End of the break. Back to the text, if we ever left it. Is Richard Miller really the young man Eugene O'Neill once said he wished he'd been (a remark cited in practically every published commentary on the play)--O'Neill, who spent his active career striving to retain his spiritual and social independence? If we reconsider Richard's progression through the four acts, we see that his aspirations are quashed, but in the most gentle, disarming fashion. He didn't want to go to Yale, but thanks to his father's affable insistence, he will. He didn't want to toe the line or have to hide his books. He couldn't make up his mind about Muriel, unless she behaved like an acolyte, a willing receptacle for his impassioned messages. O'Neill could never have dwindled into the accommodating Richard whom his mother, in one of her echoes of Shaw, calls "a good boy." But in the Richard of Act One, even with his extravagant manners, we may well glimpse the young O'Neill, in the Richard who explains, "I don't believe in all this silly celebrating the Fourth of July--all this lying talk about liberty when there is no liberty! The Fourth of July is a stupid farce!" From that point on Ah, Wilderness!, instead of being a frolicsome exception to the O'Neill canon, belongs to it securely, harmonizing with the tones and themes found in The Hairy Ape, The Great God Brown, Strange Interlude, and Mourning Becomes Electra through to his adumbrations for the unfinished play cycle "A Tale of Possessors, Self-Dispossessed."

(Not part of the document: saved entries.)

PR #1780, opened 2021-05-14
Fix typos in Clipboard docs

Maan2003:


druid-shell/src/clipboard.rs
```diff
@@ -36,7 +36,7 @@ pub use crate::platform::clipboard as platform;
 /// data available as an SVG, for other editors, and a bitmap image for applications
 /// that can accept general image data.
 ///
-/// ## `FormatId`entifiers
+/// ## `FormatId` entifiers
```
jneem, line 39: Maybe this one was intentional? because, like, "FormatIdentifiers". It isn't great, though

jneem (approved):

druid-shell/src/clipboard.rs
Maan2003: oh :sweat_smile: missed it. 
Any suggestions? I would make it just `FormatId` :man_shrugging:

cmyr: This was intentional, but maybe not helpful. I'd either leave it as it was, or I would replace it with plain `FormatId`.

Maan2003: leaving it

PR #1781, opened 2021-05-15
Make cursor for EditableText generic

Juan65Lira:


cmyr (commented):
In the medium term I would like to get rid of the `EditableText` trait, but I haven't figured out exactly what it should be replaced with, yet, so I'm not opposed to some minor improvements for the time being.

That said, given that `EditableText` is already implemented for `Arc<String>`, I'm not sure if this PR is really making anything possible that wasn't possible already, unless I'm missing something? And I think it's important that the cursor not clone the underlying string.

Was there any background or motivation for this patch that I might have overlooked?

PoignardAzur:
@Juan65Lira Any update?

Going from Colin's response, I'm probably going to close this issue in a few days unless somebody objects.

cmyr:
Closing for now, @Juan65Lira feel free to reopen if you're still interested in discussing

PR #1784, opened 2021-05-16
Convert some state from RefCell to Cell in x11 backend 

Maan2003:
This makes some getting some state infallible.


jneem (approved):
Thanks for the clean-up!

PR #1785, opened 2021-05-18
Implement some window properties for x11 shell

Maan2003:
Implements:
* set_size
* get_size
* set_min_size
* resizable
* get_position
* set_position
* set_level
* set_window_state (only for WindowBuilder)

### DIFF
--- a/druid-shell/src/platform/x11/window.rs
+++ b/druid-shell/src/platform/x11/window.rs
@@ -366,6 +366,7 @@ impl WindowBuilder {
             .set_normal_hints(conn.as_ref(), id)
             .context("set wm normal hints"));
 
+        // TODO: set _NET_WM_STATE
         let mut hints = WmHints::new();
         if let Some(state) = self.state {
             hints.initial_state = Some(match state {
@@ -375,6 +376,34 @@ impl WindowBuilder {
             });
         }
         log_x11!(hints.set(conn.as_ref(), id).context("set wm hints"));
+
+        // set level
+        {
+            let window_type = match self.level {
+                WindowLevel::AppWindow => atoms._NET_WM_WINDOW_TYPE_NORMAL,
+                WindowLevel::Tooltip => atoms._NET_WM_WINDOW_TYPE_TOOLTIP,
+                WindowLevel::Modal => atoms._NET_WM_WINDOW_TYPE_DIALOG,
+                WindowLevel::DropDown => atoms._NET_WM_WINDOW_TYPE_DROPDOWN_MENU,
+            };
+
+            let conn = self.app.connection();
+            log_x11!(conn.change_property32(
+                xproto::PropMode::REPLACE,
+                id,
+                atoms._NET_WM_WINDOW_TYPE,
+                AtomEnum::ATOM,
+                &[window_type],
+            ));
+            if matches!(
+                self.level,
+                WindowLevel::DropDown | WindowLevel::Modal | WindowLevel::Tooltip
+            ) {
+                log_x11!(conn.change_window_attributes(
+                    id,
+                    &ChangeWindowAttributesAux::new().override_redirect(1),
+                ));
+            }
+        }
 
         let window = Rc::new(Window {
             id,
@@ -396,7 +425,6 @@ impl WindowBuilder {
             active_text_field: Cell::new(None),
         });
 
-        window.set_level(self.level);
         window.set_title(&self.title);
         if let Some(pos) = self.position {
             window.set_position(pos);
@@ -562,7 +590,7 @@ atom_manager! {
         _NET_WM_WINDOW_TYPE_NORMAL,
         _NET_WM_WINDOW_TYPE_DROPDOWN_MENU,
         _NET_WM_WINDOW_TYPE_TOOLTIP,
-        _NET_WM_WINDOW_TYPE_DAILOG,
+        _NET_WM_WINDOW_TYPE_DIALOG,
     }
 }
 
@@ -863,30 +891,6 @@ impl Window {
                 .width(size.width as u32)
                 .height(size.height as u32),
         ));
-    }
-
-    fn set_level(&self, level: WindowLevel) {
-        let window_type = match level {
-            WindowLevel::AppWindow => self.atoms._NET_WM_WINDOW_TYPE_NORMAL,
-            WindowLevel::Tooltip => self.atoms._NET_WM_WINDOW_TYPE_TOOLTIP,
-            WindowLevel::Modal => self.atoms._NET_WM_WINDOW_TYPE_DAILOG,
-            WindowLevel::DropDown => self.atoms._NET_WM_WINDOW_TYPE_DROPDOWN_MENU,
-        };
-
-        let conn = self.app.connection();
-        log_x11!(conn.change_property32(
-            xproto::PropMode::REPLACE,
-            self.id,
-            self.atoms._NET_WM_WINDOW_TYPE,
-            AtomEnum::ATOM,
-            &[window_type],
-        ));
-        if let WindowLevel::DropDown = level {
-            log_x11!(conn.change_window_attributes(
-                self.id,
-                &ChangeWindowAttributesAux::new().override_redirect(1),
-            ));
-        }
     }
 
     /// Bring this window to the front of the window stack and give it focus.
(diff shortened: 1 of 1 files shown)


druid-shell/src/platform/x11/window.rs
```diff
@@ -336,6 +350,29 @@ impl WindowBuilder {
...
+        let min_size = self.min_size.to_px(scale);
+        if self.resizeable {
+            size_hints.min_size = Some((min_size.width as i32, min_size.height as i32));
+        } else {
+            size_hints.min_size = Some(size);
+            size_hints.max_size = Some(size);
+        }
+        log_x11!(size_hints
+            .set_normal_hints(conn.as_ref(), id)
+            .context("set wm normal hints"));
```
Maan2003, line 364: This is similar to `Window::resizable` not sure how to de duplicate it

druid-shell/src/platform/x11/window.rs
```diff
@@ -763,15 +810,86 @@ impl Window {
...
+        let conn = self.app.connection();
+        let scale = self.scale.get();
+        let pos = pos.to_px(scale).expand();
+        log_x11!(conn.configure_window(
+            self.id,
+            &ConfigureWindowAux::new().x(pos.x as i32).y(pos.y as i32),
+        ));
+    }
+
+    fn _set_size(&self, size: Size) {
```
Maan2003, line 857: looking for better name

druid-shell/src/platform/x11/window.rs
jneem: Maybe have a `fn(size: Size, resizable: bool) -> WmSizeHints` somewhere?

Maan2003: oh good idea

Maan2003:
Also, dropdown example from nursery is now functional on x11 backend.

druid-shell/src/platform/x11/window.rs
```diff
@@ -510,6 +558,11 @@ atom_manager! {
         _NET_WM_PID,
         _NET_WM_NAME,
         UTF8_STRING,
+        _NET_WM_WINDOW_TYPE,
+        _NET_WM_WINDOW_TYPE_NORMAL,
+        _NET_WM_WINDOW_TYPE_DROPDOWN_MENU,
+        _NET_WM_WINDOW_TYPE_TOOLTIP,
+        _NET_WM_WINDOW_TYPE_DAILOG,
```
jneem, line 565:
```suggestion
        _NET_WM_WINDOW_TYPE_DAILOG,
```

druid-shell/src/platform/x11/window.rs
```diff
@@ -763,15 +816,79 @@ impl Window {
...
+
+        let conn = self.app.connection();
+        log_x11!(conn.change_property32(
+            xproto::PropMode::REPLACE,
+            self.id,
+            self.atoms._NET_WM_WINDOW_TYPE,
+            AtomEnum::ATOM,
+            &[window_type],
+        ));
+        if let WindowLevel::DropDown = level {
```
jneem, line 884: We probably want this for tooltip and modal also? At least, that's what I did in the gtk backend.

psychon (commented):
I just received a notification due to jneem's comments and apparently I have an old, unsubmitted review laying around... huh?

druid-shell/src/platform/x11/window.rs
```diff
@@ -763,15 +816,79 @@ impl Window {
...
+            log_x11!(conn.change_window_attributes(
+                self.id,
+                &ChangeWindowAttributesAux::new().override_redirect(1),
```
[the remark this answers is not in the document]
jneem: Could we remove the window-level-changing methods from `WindowHandle` and only allow them on `WindowBuilder`? Is there a use case on any platform for changing a `WindowLevel` after the window was created?

druid-shell/src/platform/x11/window.rs
Maan2003: Done

druid-shell/src/platform/x11/window.rs
```diff
@@ -124,36 +142,41 @@ impl WindowBuilder {
     }
 
     pub fn set_size(&mut self, size: Size) {
-        self.size = size;
+        // zero sized window results in server error
```
psychon, line 145: Actually... zero width *or* zero height is not allowed. You only check for "*and*".

psychon (approved):

jneem (approved):

jneem:
Thanks! I was actually wondering if we need `WindowHandle::set_level` on *any* platform, but I'll open another issue for that.

Maan2003:
either `set_position` or `get_position` is not correct. When using `dropdown` example from nursery on a window manager with a top bar. the drop down is not positioned correctly. [Zulip discussion](https://xi.zulipchat.com/#narrow/stream/147926-druid/topic/Triage/near/240336948)

image

druid-shell/src/platform/x11/window.rs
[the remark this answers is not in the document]
Maan2003: Looks like [gtk backend](https://github.com/linebender/druid/blob/0b6e1c3868328296cc713e2c2406683db0a0dd01/druid-shell/src/platform/gtk/window.rs#L901-L931) is also doing this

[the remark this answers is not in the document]
psychon: Hm, you are right. Gtk really does this: https://github.com/GNOME/gtk/blob/77f32a69c0a35ffd3a1a542a6057c1c6d13c793d/gdk/x11/gdkwindow-x11.c#L3534-L3553

Still seems like a really bad idea to me. If the WM already reparented the window, the resulting state will not work properly. You can move and resize your window insides of the WM's container window, but the container itself is not affected / does not follow...

psychon:
Well, since you are not assigning a window gravity (and IMO you should not), the functions might not really do exactly what you expect. The ConfigureRequest generated by `set_position` will be interpreted by the WM to be the position for the top left corner of the frame window. The implementation for `get_position` however calculates the position of the top left corner of your child window.

Both positions are correct, they just do not "do the same thing". Which one is correct depends on the exact definition of these method (and I guess is not really defined).

druid-shell/src/platform/x11/window.rs
```diff
@@ -763,15 +844,55 @@ impl Window {
...
     }
 
+    fn get_position(&self) -> Point {
+        fn _get_position(window: &Window) -> Result<Point, Error> {
+            let conn = window.app.connection();
+            let scale = window.scale.get();
+            let geom = conn.get_geometry(window.id)?.reply()?;
+            let cord = conn
+                .translate_coordinates(window.id, geom.root, geom.x, geom.y)?
+                .reply()?;
```
psychon, line 866: Shouldn't the above be `translate_coordinates(window.id, geom.root, 0, 0)`? You want to know which coordinates the point (0,0) in your window has in the root window. As written, this function figures out the position of the window inside of its parent window (which will be the size of the top/left window decorations in a reparenting WM) and then translates this to the root window.

Maan2003:
`translate_coordinates(window.id, geom.root, 0, 0)` fixes it from gnome and xmonad( with top bar)

druid-shell/src/platform/x11/window.rs
Maan2003: Thanks :)

Maan2003:
<details>
<summary>Different desktop environments</summary>
## Gnome
Screenshot from 2021-06-13 10-02-25

## Xmonad
xmonad+topbar

</details>

psychon:
`_NET_FRAME_EXTENTS` does not appear in https://github.com/xmonad/xmonad, so I guess it is unsupported. And the open issues seem to suggest that xmonad does not implement ICCCM's window gravities anyway, but I guess a tiling WM can get away with that easily...

No idea if it is possible with xmonad for a window to request to be floating, but I would expect that a floating window requesting position (0,0) will end up with its window decorations off-screen. :-(

Maan2003:
<details>
<summary>working with gnome, kde, lxde, xmonad</summary>

## gnome 

Screenshot from 2021-06-13 10-02-25

## kde

kde

## lxde

lxde

## xmonad

xmonad+topbar

</details>

PR #1787, opened 2021-05-19
Give a WinHandler to the idle callback.

jneem:
I asked about this on zulip and no one replied, so I'm guessing that the reasons for the existing signature of `add_idle_callback` were lost in the mists of time. It used to be that an idle callback got a `&dyn Any`, but that `Any` is always just the `WinHandler` (so, `DruidHandler` in all `druid` apps). Since `&DruidHandler` isn't much use (all the interesting things are `&mut`), I'm guessing that no one was really using it.


raphlinus (approved):
This seems right to me. I'm the one who did the original dyn Any, but I don't think the justification for that was ever very strong (I wanted to loose coupling so druid-shell wouldn't overly specify the higher levels, but I don't see this change really taking away from that).

PR #1792, opened 2021-05-19
[web backend] Handle keydown events correctly

Maan2003:
We were sending KeyDown event before calling `simulate_input` which
also sends KeyDown event internally. Also now we call
`event.prevent_default()` if the event was handled. So we can now
remove the Backspace special case. Tab navigation is also working
correctly now


cmyr (approved):
Thanks, this seems reasonable, we had a similar issue on windows iirc. :)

If Richard is decorously stifled, what happens to the other characters, especially the women? At the beginning of the holiday Essie and Lily have no fixed plans. They are at the disposal of the men. Nat and Sid go off to a picnic booze-up, Nat as a small release from his working routine, Sid to drown his woes at being unemployed. The women sit home and wait--and wait--and fret about the children and do the usual housework and cooking. When Sid returns he will fall asleep and forget his promise to take Lily to see the fireworks display. The teenaged girls will slip into the same pattern of frustration as their female elders. Mildred must cut out the flourishes and loops that adorn her handwriting. Muriel must be protected from literature, ideas, and intimations of sex. In the tavern scene the scornful treatment of Belle by a bartender and a salesman echoes this attitude toward women as lesser beings. The fortunately married ones like Essie are worker bees whom the men mollify by letting them assume the airs of queens.

Thus, if Ah, Wilderness! is any sort of a valentine, it pays its love and respects to the playwrights O'Neill wanted to feel worthy to follow--in particular, Bernard Shaw--not to small-town America. In New England, he tells us, prudery and coyness have overtaken the yearnings for independence. Puritanism has returned in a cushioned, twentieth-century form. But O'Neill keeps his moralizing at such a soft pitch that it is hardly detectable. He does so partly by mocking Richard's overblown theatricality as he voices his early sentiments of rebellion, partly by suggesting a genuine underlying warmth in the Millers' feelings toward one another, and partly by dispelling the generation gap in the closing scene between Richard and his father. All the same, for those who stay in that enclave of genteel smothering, the wilderness is going to have to remain paradise enough.